Her first competition in an Irish vest was in Italy in 2019 and she has clearly made good use of lockdown, coming into Tokyo in the best shape of her young life.

She took bronze at the European Championships in Poland in June with 7.35m, went on to improve her personal best from 7.44m to 7.85m and then, on August 8, at the Munster IWA Championships in Templemore, finally broke the world-class 8m barometer for her event.

Her new PB of 8.12m puts her fourth in the world rankings and she makes no bones about her ambitions in Tokyo.
Poland’s Renata Sliwinska holds the F40 world record of 9.11m and Nigeria’s Lauritta Onye has the Paralympic mark of 8:40m.

“The third in the rankings is 8.22m so that’s what I’m chasing but I’d be delighted even to get another PB.
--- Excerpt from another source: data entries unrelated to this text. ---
PR #9464, opened 2025-02-26
fix: unify js assets info type

SyMind:
## Summary

fix: unit js assets info type

KnownAssetInfo and AssetInfo currently defined by napi.

## Checklist


packages/rspack/src/util/AssetInfo.ts
```diff
@@ -1,71 +1 @@
...
-			extras,
-			javascriptModule,
-			sourceFilename,
-			copied
-		};
-	}
-}
-
-export { JsAssetInfo };
+export type { AssetInfo } from "@rspack/binding";
```
chenjiahan, line 1: Should we keep this module? It only contains one line of code.

chenjiahan (commented):
Related documentation should be updated too:

image

crates/node_binding/binding.d.ts
```diff
@@ -1305,6 +1266,40 @@ export interface JsTap {
...
+  /** the value(s) of the full hash used for this asset */
+  fullhash?: string | Array<string>
+  /** the value(s) of the chunk hash used for this asset */
+  chunkhash?: string | Array<string>
+  /**
+   * the value(s) of the module hash used for this asset
+   * the value(s) of the content hash used for this asset
+   */
+  contenthash?: string | Array<string>
+  sourceFilename?: string
```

“It’s been a childhood dream for a very long time to compete at this level,” she says. “London 2012 was the moment I said ‘I want to be there!’ That was the milestone for me. Seeing guys like Jason (Smyth) and Michael (McKillop), they are absolute superstars.”

On Saturday she competes on the same Paralympic stage as one of them and, back at home, will doubtlessly have another sporting superstar rooting for her.